Segment Open

PR #2053, opened 2021-05-03
Sharing DM means sharing residual function.

salazardetroya:
The `DM` is shared between all solvers and so is its `DMSNES` object. This means that the residual function `DMSNESSetFunction` is also shared between all solvers. For the case of several `NonlinearVariationalSolver` it is not a problem because the only difference between solvers is encapsulated in the context `appctx`. It is a problem when using a `TS` that also shares the same `DM`, as it will steal the `DMSNESSetFunction` and set up its own. When an independent and previously setup `NonlinearVariationalSolver` wants to solve again, it finds that its residual function is no longer there, but `TS`'s is.

Let me know if it is a good idea to include a test to show the issue. It might be a bit long because of the `TS`.

### DIFF
--- a/firedrake/variational_solver.py
+++ b/firedrake/variational_solver.py
@@ -250,6 +250,10 @@ class NonlinearVariationalSolver(OptionsManager, NonlinearVariationalSolverMixin
            If bounds are provided the ``snes_type`` must be set to
            ``vinewtonssls`` or ``vinewtonrsls``.
         """
+        # Make sure the DM has this solver's callback functions
+        self._ctx.set_function(self.snes)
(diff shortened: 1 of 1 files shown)


wence-:
Thanks, this looks correct to me. I restarted the tests because I had broken something different in TSFC (that is now fixed).

wence- (dismissed):

wence-:
Can you please fix the linting errors: https://github.com/firedrakeproject/firedrake/pull/2053/checks?check_run_id=2507979270

wence-:
Thanks!

PR #2054, opened 2021-05-04
Deprecate create_assembly_callable

connorjward:
I've added a deprecation warning to `create_assembly_callable` and replaced all occurrences with `functools.partial(assemble, ...)`.

### DIFF
--- a/firedrake/assemble.py
+++ b/firedrake/assemble.py
@@ -174,8 +174,6 @@ def allocate_matrix(expr, bcs=(), form_compiler_parameters=None,
                     options_prefix=None):
     r"""Allocate a matrix given an expression.
 
-    To be used with :func:`create_assembly_callable`.
-
     .. warning::
 
        Do not use this function unless you know what you're doing.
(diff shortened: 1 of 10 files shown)


firedrake/assemble.py
```diff
@@ -198,10 +196,20 @@ def create_assembly_callable(expr, tensor=None, bcs=None, form_compiler_paramete
...
+
     .. warning::
 
        Really do not use this function unless you know what you're doing.
     """
+    import warnings
+    with warnings.catch_warnings():
+        warnings.simplefilter("always", DeprecationWarning)
+        warnings.warn("create_assembly_callable is now deprecated. Please use assemble instead.",
+                      DeprecationWarning)
```
wence-, line 211: Only print once?

firedrake/linear_solver.py
```diff
@@ -108,11 +110,12 @@ def trial_space(self):
...
     @cached_property
     def _rhs(self):
-        from firedrake.assemble import create_assembly_callable
+        from firedrake.assemble import assemble
+
         u = function.Function(self.trial_space)
         b = function.Function(self.test_space)
         expr = -action(self.A.a, u)
-        return u, create_assembly_callable(expr, tensor=b), b
+        return u, functools.partial(assemble, expr, tensor=b, assembly_type="residual"), b
```
wence-, line 118: strings as enums makes me sad. But I guess that's for a separate cleanup.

Segment Closed

Your assignment: Lines holding "shown": copy each one from the records above.

Your solution:
(diff shortened: 1 of 1 files shown)
(diff shortened: 1 of 10 files shown)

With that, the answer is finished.